Miserez M, Eypasch E, Spangenberger W, Lefering R, Troidl H
Department of Surgery II, University of Cologne, Krankenhaus Merheim, Ostmerheimer Strasse 200, D-51109 Köln, Germany.
Surg Endosc. 1996 Aug;10(8):831-6. doi: 10.1007/BF00189544.
After the first successful laparoscopic closure of a perforated peptic ulcer in 1990, 18 patients with laparoscopic closure were compared to 16 patients with conventional surgery.
The endpoint adverse events (complications), pain intensity, operation time, fever, leucocytosis, and duration of hospital stay showed no clinically relevant differences.

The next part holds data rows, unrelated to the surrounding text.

PR #46, opened 2019-02-22
Allow renaming of generated structure names.

gannett-ggreer:


generate/generate.go
```diff
@@ -35,7 +35,7 @@ const msgpMode = gen.Encode | gen.Decode | gen.Marshal | gen.Unmarshal | gen.Siz
 // The package name is set to the outputPath directory name.
 //
 // NOTE: If oneOf/allOf entries exist than any JSON schema instances in the root schema file will be skipped.
-func BuildStructs(schemaPath string, outputDir string, useMessagePack bool) error {
+func BuildStructs(schemaPath string, outputDir string, useMessagePack bool, nameMap map[string]string) error {
```
enigmatic00: this should bump hte minor/major version or a backwards compatible method signature also needs to be implemented

gannett-ggreer: It is a good question what the expected API of this is, given it is packaged as a program.  Since this function is capitalized it could have potentially been used so I'll make it a wrapper function.

gannett-ggreer:
Oh so that's what the little "recycle" button does...

generate/generate.go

Consumption of analgesics was lower in the laparoscopic group.
Laparoscopic closure of perforated peptic ulcer is technically feasible. The safety of the method and the benefit for the patient need proof by means of a randomized controlled trial.
1990年首次成功进行腹腔镜下消化性溃疡穿孔闭合术后,将18例行腹腔镜闭合术的患者与16例行传统手术的患者进行了比较。
终点不良事件(并发症)、疼痛强度、手术时间、发热、白细胞增多及住院时间在临床上无显著差异。
腹腔镜组的镇痛药消耗量较低。
腹腔镜下消化性溃疡穿孔闭合术在技术上是可行的。该方法的安全性及对患者的益处需要通过随机对照试验来证实。